▶ _What you are asked to do_: If a line below includes the string "type", copy it.

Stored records
PR #12608, opened 2024-10-16
infra: add script to capture replayable commands

DavidKorczynski:
Giving https://github.com/google/oss-fuzz/pull/12592#issuecomment-2415803665 a go using `bashlex`

### DIFF
--- a/infra/base-images/base-builder/bash_parser.py
+++ b/infra/base-images/base-builder/bash_parser.py
@@ -1,0 +1,96 @@
+import os
+import sys
+import bashlex
+
+from glob import glob
+
+
+s1="""# build project
+autoconf
+autoheader
+./configure
+make -j$(nproc) libhts.a test/fuzz/hts_open_fuzzer.o
+
+# build fuzzers
+$CXX $CXXFLAGS -o "$OUT/hts_open_fuzzer" test/fuzz/hts_open_fuzzer.o $LIB_FUZZING_ENGINE libhts.a -lz -lbz2 -llzma -lcurl -lcrypto -lpthread"""
+
+def find_all_bash_scripts_in_src():
+    all_scripts = []
+    all_scripts = [y for x in os.walk('/src/') for y in glob(os.path.join(x[0], '*.sh'))]
+    scripts_we_care_about = []
+    to_ignore = {'aflplusplus', 'honggfuzz', '/fuzztest', '/centipede'}
+    for s in all_scripts:
+        if any([x for x in to_ignore if x in s]):
+            continue
+        scripts_we_care_about.append(s)
+    #for root, subFolder, files in os.walk('/src/'):
+    #    for item in files:
+    #        if item.endswith(".sh") :
+    #            all_scripts.append(item)
+    print(scripts_we_care_about)
+    return scripts_we_care_about
+
+
+def should_include_command(ast_tree):
+    if 'configure' in ast_tree.parts[0].word:
+        return False
+    if 'autoheader' in ast_tree.parts[0].word:
+        return False
+    if 'autoconf' in ast_tree.parts[0].word:
+        return False
+    if 'cmake' in ast_tree.parts[0].word:
+        return False
+    
+    if len(ast_tree.parts) > 1 and 'make' in ast_tree.parts[0].word and 'clean' in ast_tree.parts[1].word:
+        return False
+    return True
+
+
+def is_local_redirection(ast_node, all_scripts):
+    #print("Checking")
+    if len(ast_node.parts) >= 2:
+        if ast_node.parts[0].word == '.':
+            suffixes_matching = []
+            #print(ast_node.parts[1].word)
+            for bash_script in all_scripts:
+                #print("- %s"%(bash_script))
+                if bash_script.endswith(ast_node.parts[1].word):
+                    suffixes_matching.append(bash_script)
+            #print(suffixes_matching)
+            return suffixes_matching
+    return []
+
+def parse_script(bash_script, all_scripts) -> str:
+    new_script = ''
+    with open(bash_script, 'r', encoding='utf-8') as f:
+        build_script = f.read()
+    #print(build_script)
+    parts = bashlex.parse(build_script)
+    for part in parts:
+        try:
+            if not should_include_command(part):
+                continue
+        except:
+            continue
+
+        matches = is_local_redirection(part, all_scripts)
+        if len(matches) == 1:
+            new_script += parse_script(matches[0], all_scripts) + '\n'
+            continue
+        #print(part.dump())
+        idx_start = part.pos[0]
+        idx_end = part.pos[1]
+        new_script += build_script[idx_start:idx_end]
+        new_script += '\n'
+        #print("[%s]"%(build_script[idx_start:idx_end]))
+    return new_script
+
+
+if __name__ == "__main__":
+    all_scripts = find_all_bash_scripts_in_src()
+    replay_bash_script = parse_script(sys.argv[1], all_scripts)
+
+    print("REPLAYABLE BASH SCRIPT")
+    print("#"*60)
+    print(replay_bash_script)
+    print("#"*60)
--- a/infra/base-images/base-builder/compile
+++ b/infra/base-images/base-builder/compile
@@ -231,6 +231,10 @@ if [ "${OSS_FUZZ_ON_DEMAND}" != "0" ]; then
   exit 0
 fi
 
+#echo 'export SHELLOPTS' | cat - $SRC/build.sh > temp && mv temp $SRC/build.sh
+python3 -m pip install bashlex
+python3 /usr/local/bin/bash_parser.py $SRC/build.sh
+
 BUILD_CMD="bash -eux $SRC/build.sh"
 
 # Set +u temporarily to continue even if GOPATH and OSSFUZZ_RUSTPATH are undefined.
@@ -248,6 +252,7 @@ if [ "$FUZZING_LANGUAGE" = "rust" ]; then
   cp -r /rust/rustup/toolchains/$rustdef/lib/rustlib/src/rust/library/ /rustc/$rustch/
 fi
 
+#export SHELLOPTS
 if [ "${BUILD_UID-0}" -ne "0" ]; then
   adduser -u $BUILD_UID --disabled-password --gecos '' builder
   chown -R builder $SRC $OUT $WORK
@@ -263,6 +268,7 @@ else
     $COPY_SOURCES_CMD 2>/dev/null || true
   fi
 fi
+#unset SHELLOPTS
 
 if [ "$SANITIZER" = "introspector" ]; then
   unset CXXFLAGS
--- a/infra/base-images/base-builder/Dockerfile
+++ b/infra/base-images/base-builder/Dockerfile
@@ -165,6 +165,7 @@ COPY bazel_build_fuzz_tests \
     install_rust.sh \
     install_swift.sh \
     python_coverage_helper.py \
+    bash_parser.py \
     srcmap \
     write_labels.py \
     /usr/local/bin/


DavidKorczynski:
Examples:

[libtiff](https://github.com/google/oss-fuzz/blob/master/projects/libtiff/build.sh), which relies on redirection:

```sh
libtiff:

############################################################                                                                                                                                            pushd "$SRC/zlib"                                                                                                                                                                                       
make -j$(nproc) CFLAGS="$CFLAGS -fPIC"                                                                                                                                                                  
make install                                                                                                                                                                                            
popd                                                                                                                                                                                                    
pushd "$SRC/libjpeg-turbo"                                                                                                                                                                              
make -j$(nproc)                                                                                                                                                                                         
make install                                                                                                                                                                                            
popd                                                                                                
pushd "$SRC/jbigkit"                                                                                                                                                                                    
mv "$SRC"/jbigkit/libjbig/*.a "$WORK/lib/"                                                                                                                                                              
mv "$SRC"/jbigkit/libjbig/*.h "$WORK/include/"                                                      
popd                                                                                                                                                                                                    
make -j$(nproc)                                                                                                                                                                                         
make install                                                                                        
mkdir afl_testcases                                                                                                                                                                                     
mkdir tif                                                                                                                                                                                               
find afl_testcases -type f -name '*.tif' -exec mv -n {} tif/ \;                                                                                                                                         
zip -rj tif.zip tif/                                                                                                                                                                                    
cp tif.zip "$OUT/tiff_read_rgba_fuzzer_seed_corpus.zip"                                                                                                                                                 
cp "$SRC/tiff.dict" "$OUT/tiff_read_rgba_fuzzer.dict"                                                                                                                                                   
                                                                                                                                                                                                        
                                                                                                                                                                                                        
############################################################  
```


[htslib](https://github.com/google/oss-fuzz/blob/master/projects/htslib/build.sh):

```sh

make -j$(nproc) libhts.a test/fuzz/hts_open_fuzzer.o                                                                                                                                                    
$CXX $CXXFLAGS -o "$OUT/hts_open_fuzzer" test/fuzz/hts_open_fuzzer.o $LIB_FUZZING_ENGINE libhts.a -lz -lbz2 -llzma -lcurl -lcrypto -lpthread       
```

oliverchang (commented):
nice! 

Can you put this logic into https://github.com/google/oss-fuzz/tree/master/infra/experimental/chronos instead and follow the conventions there? (e.g. /usr/local/bin/recompile) ? that way we can easily build cached images with this at scale with existing machinery.

DavidKorczynski:
> nice!
> 
> Can you put this logic into https://github.com/google/oss-fuzz/tree/master/infra/experimental/chronos instead and follow the conventions there? (e.g. /usr/local/bin/recompile) ? that way we can easily build cached images with this at scale with existing machinery.

yeah, It'll need some more work but will move to the dir once it's ready.

DavidKorczynski:
> We could tar up the ccache with every single build, and just pull this down when we want to rebuild. ccache wraps the compiler and does magic under hood to avoid rebuilding stuff.
> 
> We'll still eat the cost of re-running ./configure, cmake etc, but that shouldn't be very significant, assuming this works.

I think this is pretty neat and perhaps the best solution at the moment, assuming it works as intended.

infra/experimental/chronos/prepare-replay-rebuild
```diff
@@ -0,0 +1,21 @@
...
+# distributed under the License is distributed on an "AS IS" BASIS,
+# WITHOUT WARRANTIES OR CONDITIONS OF ANY KIND, either express or implied.
+# See the License for the specific language governing permissions and
+# limitations under the License.
+#
+################################################################################
+
+PROJECT=$1
+{
+    echo "ENV REPLAY_ENABLED=1";
```
oliverchang, line 20: We can just do this via the cloudbuild by passing `--change` to `docker commit` here: https://github.com/google/oss-fuzz/blob/d5619e1f7a87b7a131e867d6e0c1d0a3a2d3ebbd/infra/experimental/chronos/cloudbuild.yaml#L63

infra/base-images/base-builder/compile
```diff
@@ -231,7 +231,17 @@ if [ "${OSS_FUZZ_ON_DEMAND}" != "0" ]; then
...
 
-BUILD_CMD="bash -eux $SRC/build.sh"
+#echo 'export SHELLOPTS' | cat - $SRC/build.sh > temp && mv temp $SRC/build.sh
+python3 -m pip install bashlex
+python3 /usr/local/bin/bash_parser.py $SRC/build.sh
+#exit 0
+
+if [[ ! -z "${REPLAY_ENABLED-}" ]]; then
+  # If this is a replay, then use replay_build.sh
+  BUILD_CMD="bash -eux $SRC/replay_build.sh"
```
oliverchang, line 241: For the ccache case of https://github.com/google/oss-fuzz/pull/12675#issuecomment-2451043842  -- we can just set replay_build.sh to:

```
#!/bin/sh
export PATH=/ccache/bin:$PATH
$SRC/build.sh
```

right?

DavidKorczynski: Yeah -- we just need in the logic here that we should pick the right image (not a cached container, but just the usual image).

infra/experimental/chronos/prepare-replay-rebuild
DavidKorczynski: I think we need to use this type of logic when dealing with docker images? `docker commit` is only for containers

infra/base-images/base-builder/bash_parser.py
```diff
@@ -0,0 +1,229 @@
...
+      y for x in os.walk('/src/') for y in glob(os.path.join(x[0], '*.sh'))
+  ]
+  scripts_we_care_about = []
+  to_ignore = {'aflplusplus', 'honggfuzz', '/fuzztest', '/centipede'}
+  for s in all_local_scripts:
+    if any([x for x in to_ignore if x in s]):
+      continue
+    scripts_we_care_about.append(s)
+
+  print(scripts_we_care_about)
```
oliverchang, line 39: do we need to print this?  If we do, can we add a bit more context to what's printed out? 

i.e. "Scripts to parse:" ... ?

infra/experimental/chronos/prepare-replay-rebuild
oliverchang: `commit` turns a container into an image.

This is probably easier overall than trying to pull out all the state ourselves and put it back in via `docker build`. Can we revert to doing that?

infra/base-images/base-builder/compile
```diff
@@ -264,6 +289,12 @@ else
   fi
 fi
 
+if [[ ! -z "${STORE_CCACHE-}" ]]; then
+  # Cleanup existing cache.
+  rm -rf $WORK/ccache-cache
+  cp -rf /ccache/cache $WORK/ccache-cache
```
oliverchang, line 295: rather than copy stuff, can we just use `CCACHE_DIR` directly? 

i.e. `https://github.com/google/oss-fuzz/blob/9f56cf477ee8a0a151864c4f8b395344ebef0908/infra/base-images/base-builder/Dockerfile#L202`

oliverchang: (This problem also goes away if we just use `docker commit` instead). 

The container persists across steps if we don't use `--rm` i believe.

infra/experimental/chronos/prepare-replay-rebuild
DavidKorczynski: > commit turns a container into an image.

But we don't have a container to work from at this point in the script -- the places where we use `prepare-ccache` it's to build an image from the `Dockerfile` in the project's dir -- we're not working from a container at these points

infra/base-images/base-builder/compile
DavidKorczynski: The point is we need to have the ccache cache in a clean version of the project's docker image, prior to running `compile`.

As far as I can tell in order to do this we either need to (1) download the ccache from somewhere or (2) copy it out after a build and then copy it into a new version of the project's image

infra/experimental/chronos/prepare-replay-rebuild
oliverchang: we do have a container don't we?

```
- name: 'gcr.io/cloud-builders/docker'
  args:
  - run
  - --entrypoint=/bin/sh
  - --env=SANITIZER=address
  - --env=STORE_CCACHE=1
  - --env=COMPILE_USING_CCACHE=1
  - --name=${_PROJECT}-origin-asan
  - gcr.io/oss-fuzz/${_PROJECT}
  - -c
  - "compile && rm -rf /out/*"
  ```

From the above step, we have a container created with name `${_PROJECT}-origin-asan`. We can just commit that.

Comment (DavidKorczynski) [reply infra/experimental/chronos/prepare-replay-rebuild:20]: but we want the container as it is prior to running `compile` for ccache builds?

Comment (oliverchang) [reply infra/experimental/chronos/prepare-replay-rebuild:20]: OK, got it. I got confused here because the code here is talking about replay script -- in that case we can just `commit` right?

File: infra/experimental/chronos/prepare-ccache [hunk 5]
```diff
@@ -0,0 +1,22 @@
...
+# WITHOUT WARRANTIES OR CONDITIONS OF ANY KIND, either express or implied.
+# See the License for the specific language governing permissions and
+# limitations under the License.
+#
+################################################################################
+
+PROJECT=$1
+{
+    echo "COPY ccache-cache/ /ccache/cache";
+    echo "ENV COMPILE_USING_CCACHE=1"
```
oliverchang, line 21: We can just set `PATH` to `/ccache/bin:$PATH` here instead of introducing another variable right?

infra/base-images/base-builder/compile
oliverchang: Got it, let's just use `CCACHE_DIR` here. We can set that to `/workspace/ccache` in the cloudbuild steps to pull this out. 

We can also add a simple step in between to clean this up.

infra/experimental/chronos/prepare-replay-rebuild
DavidKorczynski: yeah, apologies -- the PR got a bit changed as we clarified the strategy.

The `cloudbuild.yaml` currently does the steps:

https://github.com/google/oss-fuzz/pull/12608/#discussion_r1830220783

Am not sure how we can shorten it though. We need to generate two caches (ASAN + COV), which should each be copied into a separate image.

We could potentially shorten by keeping the caches in the same Dockerimage -- however, I don't think we should do this since the next steps is to have caches prepared for replayable builds which need separate images.

oliverchang: Yes, these steps sgtm. We'll shortly also adjust this to:

```
# High-level steps:
# 1) Build image for project
# 2) Run an ASAN build and store ccache and generate/validate replay script 
# 2.1) If replay script works, just remove the ccache and commit the container.
# 2.2) If not, Copy ccache cache to host and copy into project's OSS-Fuzz folder
# 2.2.1) Build image for project and copy ccache in, storing image as *-ofg-cache-address
... repeat for coverage 
```

right?

DavidKorczynski: Correct

infra/experimental/chronos/prepare-ccache
DavidKorczynski: yup, good catch, fixed.

infra/experimental/chronos/cloudbuild.yaml
```diff
@@ -33,37 +37,68 @@ steps:
   - run
   - --entrypoint=/bin/sh
   - --env=SANITIZER=address
+  - --env=STORE_CCACHE=1
```
oliverchang, line 40: I think we just need to update these right? and also set CACHE_DIR to /workspace/ccache

oliverchang (approved):
Verified that this works on cloudbuild now

PR #12615, opened 2024-10-18
Remove mitchp from llvm oss-fuzz

hctim:
It's been fun folks, I've moved on from $COMPANY and the volume of emails for this project has gone up substantially.


hctim:
@jonathanmetzman because apparently I'm not able to add reviewers.

DavidKorczynski (approved):

jonathanmetzman:
Sorry about the increased volume. It should be temporary while we iron out the kinks from the new bug tracker.

PR #12622, opened 2024-10-20
data-encoding: initial integration

DavidKorczynski:
@ia0 would you be open for integrating data-encoding to OSS-Fuzz such that the fuzzers can run continuously?


projects/data-encoding/build.sh
```diff
@@ -0,0 +1,29 @@
...
+# limitations under the License.
+#
+################################################################################
+
+# Apply diff for lib/fuzz/Cargo.toml to include v3-preview feature for fuzzing
+git apply $SRC/patch.diff
+
+# Build the fuzzers and project source code
+cd lib
+cargo fuzz build -O
```
ia0, line 23: You don't really need the patch. You can do:

```suggestion
cargo fuzz build -O --features=data-encoding/v3-preview
```

ia0, line 23: What's the rationale to disable debug assertions and overflow checks? Without `-O` we still get a `--release` build, which is where most of the performance will come from. Debug assertions and overflow checks have a pretty high signal to overhead ratio in my opinion.

Here's the documentation of `cargo fuzz build` says:

> By default fuzz targets are built with optimizations equivalent to `cargo build --release`, but with debug assertions and overflow checks enabled. Address Sanitizer is also enabled by default.

projects/data-encoding/build.sh
```diff
@@ -0,0 +1,29 @@
...
+
+# Copy built fuzzer binaries to $OUT
+cp $SRC/data-encoding/target/x86_64-unknown-linux-gnu/release/encoder $OUT
+cp $SRC/data-encoding/target/x86_64-unknown-linux-gnu/release/encode_write $OUT
+cp $SRC/data-encoding/target/x86_64-unknown-linux-gnu/release/round_trip $OUT
+cp $SRC/data-encoding/target/x86_64-unknown-linux-gnu/release/v3-preview $OUT
```
ia0, line 29: nit: I'll probably rename, add, and remove fuzzing targets. This should make it more robust.

```suggestion
find $SRC/data-encoding/target/x86_64-unknown-linux-gnu/release -maxdepth 1 \
    -type f -perm -u=x -exec cp {} $OUT \;
```

ia0 (approved):
Thanks @DavidKorczynski for the suggestion. Yes, I think this is a very good idea. If I can help in any way, feel free to ping me or open an issue on `ia0/data-encoding`.

projects/data-encoding/build.sh
DavidKorczynski: Thanks, fixed!

projects/data-encoding/build.sh
DavidKorczynski: Ah nice, thank you!

ia0 (approved):
Thanks!

projects/data-encoding/build.sh
DavidKorczynski: Gotcha, no specific reason as such and I agree with your points.

DavidKorczynski: Switched to no `-O`

AdamKorcz (approved):

ia0:
By the way, I realized I don't have access to the build status, so I've created #12647 to fix that.

PR #12629, opened 2024-10-21
scrypt: initial integration

arthurscchan:
This PR initialises OSS-Fuzz integration for the scrypt project in Rust. New fuzzers have been created, and a PR (https://github.com/RustCrypto/password-hashes/pull/534) has been submitted upstream to merge the fuzzers.

### DIFF
--- a/projects/scrypt/build.sh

▶ _Solution to this exercise_:
find afl_testcases -type f -name '*.tif' -exec mv -n {} tif/ \;                                                                                                                                         
DavidKorczynski: I think we need to use this type of logic when dealing with docker images? `docker commit` is only for containers
    -type f -perm -u=x -exec cp {} $OUT \;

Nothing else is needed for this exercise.